La Cour d’appel de Lyon, le 10 octobre 2011, confirme un jugement aux affaires familiales. Les parties, anciens concubins, ont deux enfants. Une ordonnance de 1999 fixait l’autorité parentale conjointe, un droit de visite et d’hébergement pour le père et une pension alimentaire. La mère a demandé en première instance une modification des modalités du droit de visite et une augmentation de la pension. Le Tribunal de grande instance de Lyon, le 10 juin 2010, a rejeté la demande sur le droit de visite et a majoré la pension à 200 euros mensuels. La mère a interjeté appel.
La question de droit est double. Elle concerne d’abord les conditions de modification d’un droit de visite et d’hébergement fixé par décision définitive. Elle porte ensuite sur la révision d’une pension alimentaire lorsque les situations respectives des parents n’ont pas évolué. La Cour d’appel rejette l’appel et confirme intégralement le jugement déféré.
La décision rappelle avec fermeté les principes encadrant l’exercice de l’autorité parentale. Elle en précise les conséquences pratiques pour la fixation des contributions financières.

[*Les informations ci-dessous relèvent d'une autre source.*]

PR #256, opened 2023-06-05
Simplify docs folder structure, move to Black GitHub Actions

danielhuppmann:
Two small clean-ups because Stickler terminated its service and to keep consistency with the pyam package.


.github/workflows/build-docs.yml
```diff
@@ -10,20 +10,33 @@ on:
     branches: [ '**' ]
 
 jobs:
-  build:
+  pytest:
+    strategy:
+      matrix:
```
phackstock, line 15: Do we need a matrix for a single OS version with a single python version?

docs/make.bat
```diff
@@ -1,35 +1,37 @@
...
-
-%SPHINXBUILD% -M %1 %SOURCEDIR% %BUILDDIR% %SPHINXOPTS% %O%
-goto end
-
-:help
-%SPHINXBUILD% -M help %SOURCEDIR% %BUILDDIR% %SPHINXOPTS% %O%
-
-:end
-popd
+REM This file was generated with sphinx-quickstart version 3.5.0
```
phackstock, line 1: Do we actually need this file? From what I understand `.bat` files are for use on Windows and I don't think anyone is building the docs on Windows.

phackstock (commented):
Looks good, just two minor comments

.github/workflows/build-docs.yml
danielhuppmann: Simplified.

docs/make.bat
danielhuppmann: I'd keep it as long as there is no effort required to maintain it...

**I. L’affirmation du caractère intangible des droits du parent non gardien**
La Cour écarte tout aménagement du droit de visite fondé sur la volonté de l’enfant. L’appelante invoquait des relations tendues entre le père et la fille mineure. Elle souhaitait que l’exercice du droit se fasse désormais « à l’amiable ». La Cour estime que cette demande « ne tend en réalité qu’à priver le père de tout droit ». Elle rappelle un principe fondamental de procédure. « Le juge ne peut, au regard des dispositions constitutionnelles et légales, déléguer à quiconque et pour aucun motif les pouvoirs juridictionnels dont il est personnellement investi. » Dès lors, la Cour « ne saurait donc, sous quelque prétexte que ce fût, s’en remettre à l’appréciation de la mineure ». Le droit de visite est une prérogative légale du parent, établie par une décision définitive. Son maintien est présenté comme relevant de « l’intérêt bien compris » de l’enfant. La Cour fonde sa conviction sur des éléments factuels. Elle relève que la mère « se refuse à lui remettre l’enfant sous le simple prétexte que celle-ci ne désirerait pas se rendre à son domicile ». Le refus d’exécution de la décision par la mère justifie le rejet de sa demande de modification.
Le raisonnement se poursuit par une application stricte des conditions de révision d’une pension alimentaire.
**II. Le refus de réviser la contribution alimentaire en l’absence de changement de circonstances**
La Cour adopte une position restrictive sur la réévaluation de la pension. L’appelante demandait une augmentation à 300 euros mensuels. La Cour constate l’absence de justification nouvelle. Les moyens « ne font que réitérer, sans justification complémentaire utile, ceux dont le premier juge a connu ». Elle reprend les motifs du premier juge, jugés « pertinents et exacts ». Le critère décisif est l’évolution des situations respectives des parties. Or, l’appelante « ne fournit aucun élément dont il résulterait que les situations respectives des parties se sont modifiées ». La confirmation de la pension fixée à 200 euros s’impose donc. La Cour applique ici une jurisprudence constante. La révision d’une pension alimentaire suppose un changement dans les ressources ou les besoins. Aucun élément n’étant produit, la demande est rejetée. La décision évite ainsi toute réévaluation arbitraire. Elle garantit la stabilité des décisions antérieures.